I already wrote about this in stackoverflow but got no answers.
Is there a reason why swapping the elements in val2, groupby returns a different result? Index changes from MultiIndex to DateTimeIndex and the group-time is lost.
import pandas as pd
from datetime import datetime
def legend(text, obj):
print "\n" + "="*50 + "\n" + text
print obj.head(1000)
df = pd.DataFrame({'dtime': [datetime(2017,01,01,1,5),
datetime(2017,01,01,1,20)],
'val1': [11, None],
'val2': [None, 31] # [31, None] <=== this doesn't work!
})
legend("10 Original df", df)
df = (df.melt("dtime")
.dropna()
.set_index("dtime"))
legend("20 After melt", df)
group = df.groupby(pd.Grouper(freq="1H"))

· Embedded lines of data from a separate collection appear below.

PR #612, opened 2021-02-19
Split GraphicsImpl into its own cpp file

syntheticmagus:
Split GraphicsImpl into its own cpp file. Also created platform-specific headers to avoid ifdefs.


ryantrem (approved):

Core/Graphics/CMakeLists.txt
```diff
@@ -1,15 +1,18 @@
 set(SOURCES
     "Include/Babylon/Graphics.h"
+    "Source/PlatformSpecificHeaders/${BABYLON_NATIVE_PLATFORM}/GraphicsPlatform.h"
```
bghgary, line 3: @Drigax is already doing [something similar](https://github.com/BabylonJS/BabylonNative/pull/582/files?file-filters%5B%5D=.txt#diff-1c56f1023b5f001b105f47bb306a1daf4de97640a11e11d339fe5db298e9df17) in his PR. I much like the pattern in his PR than this pattern. Thoughts?

syntheticmagus: Spoke offline, restructured folders per recommendation.

Core/Graphics/Source/Android/GraphicsPlatform.h
```diff
@@ -0,0 +1,13 @@
+#pragma once
+
+#include <bgfx/bgfx.h>
+
+// MSAA is disabled on Android.
+// See issue https://github.com/BabylonJS/BabylonNative/issues/494#issuecomment-731135918
+// for explanation
+#define BGFX_RESET_FLAGS (BGFX_RESET_VSYNC | BGFX_RESET_MAXANISOTROPY)
```
bghgary, line 8: Not for this PR, but we probably shouldn't use #define for this. It should be a constexpr like the code below.

bghgary (approved):

PR #613, opened 2021-02-19
Plumbing hand controller data through XR.cpp

rickfromwork:
Hand poses were already being passed through for raycasting, this adds the hand selection states as well, so we can then query the controller associated with each hand in BJS for select and squeeze.


Dependencies/xr/Source/OpenXR/XR.cpp
```diff
@@ -1178,6 +1234,17 @@ namespace xr
 
             return true;
         }
+
+        void UpdatePoseData(xr::Pose& targetPose, XrPosef& sourcePose)
```
tymlipari, line 1238: Doesn't seem to be a reason for this to be a member function. Consider making this `static` or a free standing function.

tymlipari (approved):

Dependencies/xr/Source/OpenXR/XR.cpp
rickfromwork: I made it a member function since it fits with the utility of the other member functions (like PopulateDepthInfoView)

rickfromwork: I think I'll keep it as-is to fit with the others.

PR #1177, opened 2022-12-06
Remove extraneous bgfx flag

bghgary:
I verified that `BGFX_CONFIG_MEMORY_TRACKING` is still set in the code.


CedricGuillemet (approved):
LGTM! Memory is still checked as I can see this leak  `BGFX WARN 0x1ace24c RefCount is 4 (expected 0).` in the CI test logs.

PR #1178, opened 2022-12-06
Add assert for Texture::Disown to guard against incorrect usage.

bghgary:
Follow up to #1173 to guard against calling Disown when texture is already not owned.


SergioRZMasson (approved):
LGTM

PR #1183, opened 2022-12-21
Fixed issue when setting ViewPort multiple times per frame. 

### LINKED ISSUE #1182: Changing Viewport multiple times during rendering does not work properly
## Overview

The current viewport update logic does not work when viewport needs to be changed multiple times during a single frame. One example when that might happen is when multiple camera might be used to render to different parts of the screen. 

Since viewports get automatically set in native but rendering commands get issued by a command queue, viewport assignments gets out of sync during the rendering loop, resulting in only the last viewport set been applied. 

[From forum issue](https://forum.babylonjs.com/t/viewport-ignored-for-mutiple-cameras-in-react-native/36709/3)

**Other**
 - Platform: All

SergioRZMasson:
## Overview

This PR fixes #1182, it moves viewport update from been done immediately to be done using the command queue. The way this is currently been done on master, if multiple viewport updates are done in a single frame (like when you can more than one camera been rendered using different viewports) the viewport updates actually end up overriding each other and get lost by the time the command queue starts been processed. 

## Solution

In order to fix this, I'm proposing moving the setViewPort operation to be performed in the command queue. This way, this operation is going to happen in sync with the other rendering commands like  "FrameBuffer::Clear" (which also generates a ```bgfx::View```). I also had to modify ```BabylonNative::FrameBuffer``` since in some situations the ```FrameBuffer::SetViewPort``` gets called before ```FrameBuffer::Clear``` and sometimes it gets called after. In the cases where it gets called after, it is required that we store the clear information in the FrameBuffer object so we can call ```bgfx::setViewClear``` and that information does not get lost if a new ```bgfx::View``` gets created. 

This will also require a PR in Babylon.js to change how NativeEngine calls setViewPort. [Babylon.js PR](https://github.com/BabylonJS/Babylon.js/pull/13367)

## Extra Information

This functionality started as a request in the forum:
[Forum issue](https://forum.babylonjs.com/t/viewport-ignored-for-mutiple-cameras-in-react-native/36709/4)
[Target web behaviour](https://playground.babylonjs.com/#H8VW0B)


Core/Graphics/Source/FrameBuffer.cpp
```diff
@@ -7,10 +7,10 @@ namespace Babylon::Graphics
 {
     namespace
     {
-        void setDefaultClearMode(bgfx::ViewId viewId, bgfx::FrameBufferHandle handle)
+        void setDefaultClearMode(bgfx::ViewId viewId, bgfx::FrameBufferHandle handle, uint16_t flags, uint32_t rgba, float depth, uint8_t stencil)
```
bghgary, line 10: nit: this isn't your change, but the style is wrong.. same for `setViewPort`

```suggestion
        void SetDefaultClearMode(bgfx::ViewId viewId, bgfx::FrameBufferHandle handle, uint16_t flags, uint32_t rgba, float depth, uint8_t stencil)
```

Apps/Playground/Scripts/experience.js
```diff
@@ -24,6 +24,47 @@ function CreateBoxAsync(scene) {
     return Promise.resolve();
 }
 
+function CreateMultiCameraView(scene) {
```
bghgary, line 27: Is this change intended? Maybe we can create a playground for this and use validation tests?

bghgary (approved):
LGTM. We should test XR and other scenarios are still working.

Apps/Playground/Scripts/experience.js
SergioRZMasson: No, changed to experience.js were not intended. Just reverted it to match master.

SergioRZMasson:
Working fine on IOS XR.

legend("30 Group by dtime", group)
group = group["value"].apply(lambda x: x.sort_values(ascending=False))
legend("40 Find max 3 for each hour", group)
df = pd.DataFrame(group)
print "\n\nIndex info:", df.info()
Comment From: jreback
after melting, the df's are different (2 times in df), 1 in (df2 which is the reversed [31, None])
In [17]: df
Out[17]:
variable value
dtime
2017-01-01 01:05:00 val1 11.0
2017-01-01 01:20:00 val2 31.0
In [18]: df2
Out[18]:
variable value
dtime
2017-01-01 01:05:00 val1 11.0
2017-01-01 01:05:00 val2 31.0
Comment From: Nemecsek
@jreback, of course the time of val2 changes (I wrote this in my comment on stackoverflow but didn't here).
According to my knowledge there should be no difference in grouping, as both times are inside the same hour. In my case I am interested only in the grouping time (I later remove the column with the event time) and the difference in val2
shouldn't influence the result.
My question is: why I get a Multiindex in the first case, and a DateTimeIndex in the second? Is this normal? Why the grouping time disappears in the second case? Shouldn't it be always present?